• **PROBLEM TO SOLVE**:
Filter the lines below, keeping each one that holds "leogr".

• **EXCERPTED RECORDS**:
PR #363, opened 2026-04-20
feat(rules): detect container shell spawn for MITRE T1059

JayKnowSo:
Adds detection rule for shell processes spawned inside containers by non-shell parent processes — a common indicator of container escape attempts and command injection exploitation.

MITRE ATT&CK: T1059 - Command and Scripting Interpreter
Tags: container, shell, mitre_execution

**What type of PR is this?**

> /kind feature

> /kind bug

> /kind cleanup

> /kind design

> /kind documentation

> /kind failing-test

> /area rules

> /area registry

> /area build

> /area documentation

> /area maturity-stable

> /area maturity-incubating

> /area maturity-sandbox

> /area maturity-deprecated

Fixes #

### DIFF
--- a/rules/falco-incubating_rules.yaml
+++ b/rules/falco-incubating_rules.yaml
@@ -1007,6 +1007,40 @@
 # when more than one event type is involved because some event will populate
 # the filtercheck and others will always return <NA>. It would be better to use
 # a more generic filter like `fs.path.*`
+# This rule is focused on detecting shell history deletion, frequently used by unsophisticated adversaries to eliminate evidence.
+# Note that it can also trigger when exiting a Terminal shell, such as with `kubectl 
+# exec`, which may introduce some noise.
+- macro: user_known_security_tool_disable_activities
+  condition: (never_true)
+
+- rule: Defense Tool Disabled or Modified in Container
+  desc: >
+    Detect attempts to disable or modify security tooling inside a running container,
+    including flushing firewall rules via iptables or stopping security daemons such
+    as falco, auditd, or sysdig. Adversaries impair defenses after achieving initial
+    execution to operate undetected before lateral movement.
+    Maps to MITRE ATT&CK T1562.001 (Impair Defenses: Disable or Modify Tools).
+  condition: >
+    spawned_process and container
+    and (
+      (proc.name in (iptables, ip6tables) and
+       ((proc.args startswith "-F" or proc.args contains " -F") or
+        proc.args contains "--flush" or
+        proc.args contains "-X" or proc.args contains "--delete-chain"))
+      or
+      (proc.name = systemctl and proc.args startswith "stop " and
+       (proc.args contains " falco" or proc.args contains " auditd" or
+        proc.args contains " sysdig" or proc.args contains " osquery"))
+      or
+      (proc.name = service and proc.args startswith "stop " and
+       (proc.args contains " falco" or proc.args contains " auditd"))
+    )
+    and not user_known_security_tool_disable_activities
+  output: Security tool disabled or firewall rules cleared in container | proc=%proc.name args=%proc.args evt_type=%evt.type user=%user.name user_uid=%user.uid user_loginuid=%user.loginuid process=%proc.name proc_exepath=%proc.exepath parent=%proc.pname command=%proc.cmdline terminal=%proc.tty container_id=%container.id image=%container.image.repository
+  priority:
+    WARNING
+  tags: [maturity_incubating, container, process, mitre_defense_evasion, T1562.001]
+
 - rule: Delete or rename shell history
   desc: >
     Detect shell history deletion, frequently used by unsophisticated adversaries to eliminate evidence.
--- a/rules/falco_rules.yaml
+++ b/rules/falco_rules.yaml
@@ -1263,3 +1263,22 @@
   output: Fileless execution via memfd_create | container_start_ts=%container.start_ts proc_cwd=%proc.cwd evt_res=%evt.res proc_sname=%proc.sname gparent=%proc.aname[2] evt_type=%evt.type user=%user.name user_uid=%user.uid user_loginuid=%user.loginuid process=%proc.name proc_exepath=%proc.exepath parent=%proc.pname command=%proc.cmdline terminal=%proc.tty exe_flags=%evt.arg.flags
   priority: CRITICAL
   tags: [maturity_stable, host, container, process, mitre_defense_evasion, T1620]
+
+# MITRE ATT&CK T1059 — Container Escape via Command Execution
+# Detects shell spawned inside container by non-shell parent process
+- rule: Detect Shell Spawn in Container (T1059)
+  desc: >
+    A shell was spawned inside a container by a process that is not
+    itself a shell. This is a common indicator of container escape
+    attempts or command injection exploitation.
+  condition: >
+    spawned_process and container and
+    shell_procs and not proc.pname in (shell_binaries) and
+    not container.image.repository in (trusted_images)
+  output: >
+    Shell spawned in container by non-shell parent
+    (user=%user.name container=%container.name
+    image=%container.image.repository
+    parent=%proc.pname shell=%proc.name cmdline=%proc.cmdline)
+  priority: WARNING
+  tags: [container, shell, mitre_execution, T1059]
--- a/rules/falco_rules.yaml
+++ b/rules/falco_rules.yaml
@@ -1278,7 +1278,7 @@
   output: >
     Shell spawned in container by non-shell parent
     (user=%user.name container=%container.name
-    image=%container.image.repository
-    parent=%proc.pname shell=%proc.name cmdline=%proc.cmdline)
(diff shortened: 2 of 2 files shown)


leogr:
Hey @JayKnowSo 

Can you sign-off your commit, please? :pray:

JayKnowSo:
All four addressed.
Cleaned the output fields — dropped image= and args=, added exe_flags per the spawned_process convention.
Anchored the stop args with startswith and put leading spaces on the daemon names. Caught the same pattern on the iptables -F flag — first position and mid-args both covered now.
Dropped network from the tags. Rule never touches a socket — shouldn't have been there.
Also squared away the DCO signoff on both commits — apologies for missing that.
Pushed. Thanks for the welcome and the patience.

JayKnowSo:
CI failures appear to be GitHub Actions infrastructure issues — internal server errors on action archive downloads and a 403 on the repo access. Not related to the rule changes. Happy to re-run once the CI stabilizes.

JayKnowSo:
No yamllint violations in the code added by this PR. The 53 errors in
`falco_rules.yaml` and 67 in `falco-incubating_rules.yaml` are pre-existing
and not introduced by these changes.

Happy to open a separate chore PR to fix the line-length violations across
the affected rule files if that would help unblock the merge pipeline.

rules/falco-incubating_rules.yaml
```diff
@@ -1007,6 +1007,40 @@
...
+      or
+      (proc.name = service and proc.args startswith "stop " and
+       (proc.args contains " falco" or proc.args contains " auditd"))
+    )
+    and not user_known_security_tool_disable_activities
+  output: Security tool disabled or firewall rules cleared in container | proc=%proc.name args=%proc.args evt_type=%evt.type user=%user.name user_uid=%user.uid user_loginuid=%user.loginuid process=%proc.name proc_exepath=%proc.exepath parent=%proc.pname command=%proc.cmdline terminal=%proc.tty container_id=%container.id image=%container.image.repository
+  priority:
+    WARNING
+  tags: [maturity_incubating, container, process, mitre_defense_evasion, T1562.001]
+
```
leogr, line 1043: May you drop this whole block from this PR?

It is the `T1562.001` macro and rule from #367, plus three comment lines above it (1010-1012) that duplicate the `desc` of `Delete or rename shell history` below. I believe the fixes from my #367 review landed on this branch by mistake. Let's keep them in #367 and this PR focused on `T1059`.

When porting them over, please check my latest comments on #367: `-X` is still unanchored here, and `service falco stop` is not matched by `proc.args startswith "stop "` (the SysV syntax puts the verb last).

Btw, the only two new yamllint violations of this PR (trailing space at line 1011 and the long `output` at line 1039) are both in this block, so they go away with it.

rules/falco_rules.yaml
```diff
@@ -1263,3 +1263,22 @@
...
   priority: CRITICAL
   tags: [maturity_stable, host, container, process, mitre_defense_evasion, T1620]
+
+# MITRE ATT&CK T1059 — Container Escape via Command Execution
+# Detects shell spawned inside container by non-shell parent process
+- rule: Detect Shell Spawn in Container (T1059)
+  desc: >
+    A shell was spawned inside a container by a process that is not
+    itself a shell. This is a common indicator of container escape
+    attempts or command injection exploitation.
```
leogr, line 1273: Nit. May you drop `(T1059)` from the rule name? No other rule embeds the technique ID in its name, since the tag already carries it.

Also, T1059 is "Command and Scripting Interpreter", not container escape (we use `T1611` for that). I would rephrase the comment and the `desc` accordingly: this detects a shell spawned by a non-shell parent in a container (i.e., a possible RCE or command injection), not an escape attempt.

rules/falco_rules.yaml
```diff
@@ -1263,3 +1263,22 @@
...
+  condition: >
+    spawned_process and container and
+    shell_procs and not proc.pname in (shell_binaries) and
+    not container.image.repository in (trusted_images)
```
leogr, line 1277: I have a doubt about the scope of this condition.

This is `Run shell untrusted` (see above in this file) restricted to containers, but without the `protected_shell_spawner` scoping and without any of its exclusions. So it fires for every shell spawned by any non-shell parent, in every container. For instance:
- any container whose entrypoint is a shell (`sh -c ...`, `bash entrypoint.sh`), since the parent is `runc`, `containerd-shim`, etc. (see the `container_entrypoint` macro)
- any shell started via `kubectl exec` or `docker exec`, interactive or not (`Terminal shell in container` limits this case to `proc.tty != 0` on purpose)
- cron, supervisors, and all the other legit parents listed in the `Run shell untrusted` exclusions

Moreover, `proc.pname exists` is missing. When the parent is unknown to Falco (e.g., dropped events, or the short-lived `runc` parent race described in the `container_entrypoint` comment), `proc.pname` has no value, so `proc.pname in (shell_binaries)` is false, the `not ...` clause is true, and the rule fires anyway. That is why `Run shell untrusted` has that check.

Lastly, `trusted_images` is a legacy list kept only for backward compatibility (see the note above its definition), and it is about privileged containers and sensitive mounts, not shells. A dedicated `user_known_*` macro (or list) would be the usual tuning knob here.

So, what does this rule catch that `Terminal shell in container` and `Run shell untrusted` do not? If the goal is non-interactive shells spawned by application processes in containers, I would narrow it down (e.g., `proc.tty = 0` plus a parent allowlist) and document the tuning in the `desc`. wdyt? :thinking:

rules/falco_rules.yaml
```diff
@@ -1263,3 +1263,22 @@
...
+  output: >
+    Shell spawned in container by non-shell parent
+    (user=%user.name container=%container.name
+    parent=%proc.pname shell=%proc.name cmdline=%proc.cmdline
+    exe_flags=%evt.arg.flags)
```
leogr, line 1282:
```suggestion
  output: Shell spawned in container by non-shell parent | evt_type=%evt.type user=%user.name user_uid=%user.uid user_loginuid=%user.loginuid process=%proc.name proc_exepath=%proc.exepath parent=%proc.pname command=%proc.cmdline terminal=%proc.tty exe_flags=%evt.arg.flags
```

A few alignments with the style guide (https://falco.org/docs/rules/style-guide/#output-fields) and with the other rules:
- single line, sentence first, then `|` and the `key=value` fields (all the other 25 rules in this file follow this format, none uses a folded scalar)
- the standard set of process and user fields (`evt_type`, `user_uid`, `user_loginuid`, `proc_exepath`, and `terminal` were missing)
- no container fields in upstream outputs, since adopters add them via `append_output` (or `-pc`)

rules/falco_rules.yaml
```diff
@@ -1263,3 +1263,22 @@
...
+  priority: WARNING
+  tags: [container, shell, mitre_execution, T1059]
```
leogr, line 1284:
```suggestion
  tags: [maturity_sandbox, container, shell, mitre_execution, T1059]
```

As per our maturity framework (https://github.com/falcosecurity/rules/blob/main/CONTRIBUTING.md#overall-guidelines), the first tag must be the maturity level, and a new rule cannot start as `maturity_stable`. Since only stable rules live in `falco_rules.yaml`, may you move the whole rule to `falco-sandbox_rules.yaml`?

N.B. `shell_procs` is not defined in the sandbox file. The other sandbox rules just use `proc.name in (shell_binaries)`, see `Web Server Spawned Shell`.

leogr (commented):
Hey @JayKnowSo

Thanks for this PR, and apologies for the long silence on our side 🙏

Before getting into the rule itself, two structural things:

 - The `T1562.001` macro and rule added to `falco-incubating_rules.yaml` are the subject of your other PR (#367). I believe the fixes from my review over there landed on this branch by mistake (the
     "All four addressed" comment ended up here too). May you drop them from this PR and carry them over to #367? Otherwise, whichever PR lands first will conflict with the other one.
 - A new rule cannot start at `maturity_stable`, and only stable rules live in `falco_rules.yaml` (see [https://github.com/falcosecurity/rules/blob/main/CONTRIBUTING.md#overall-guidelines). ](https://github.com/falcosecurity/rules/blob/main/CONTRIBUTING.md#overall-guidelines).)May you move the rule to `falco-sandbox_rules.yaml` with `maturity_sandbox` as its first tag? Also, please uncomment the `/kind feature`, `/area rules`, and `/area maturity-sandbox` lines in the PR description, so the bot can label the PR.

Regarding the rule itself, I have a doubt about its scope. As written, it is `Run shell untrusted` restricted to containers, but without the `protected_shell_spawner` scoping and without any exclusion, so it fires for every shell spawned by a non-shell parent in every container (container entrypoints and `kubectl exec` included). It would help to clarify what it catches that `Terminal shell in container` and `Run shell untrusted` do not. See inline for details.

Also, a few minor alignments with the style guide, see inline :point_down:

N.B. The CI failures are GitHub infrastructure hiccups from May (your assessment was correct), and Yamllint is already red on `main`, so nothing to do on that front. Your next push will re-trigger everything.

• **RESPONSE BELOW**:
leogr:
leogr, line 1043: May you drop this whole block from this PR?
leogr, line 1273: Nit. May you drop `(T1059)` from the rule name? No other rule embeds the technique ID in its name, since the tag already carries it.
leogr, line 1277: I have a doubt about the scope of this condition.
leogr, line 1282:
leogr, line 1284:
leogr (commented):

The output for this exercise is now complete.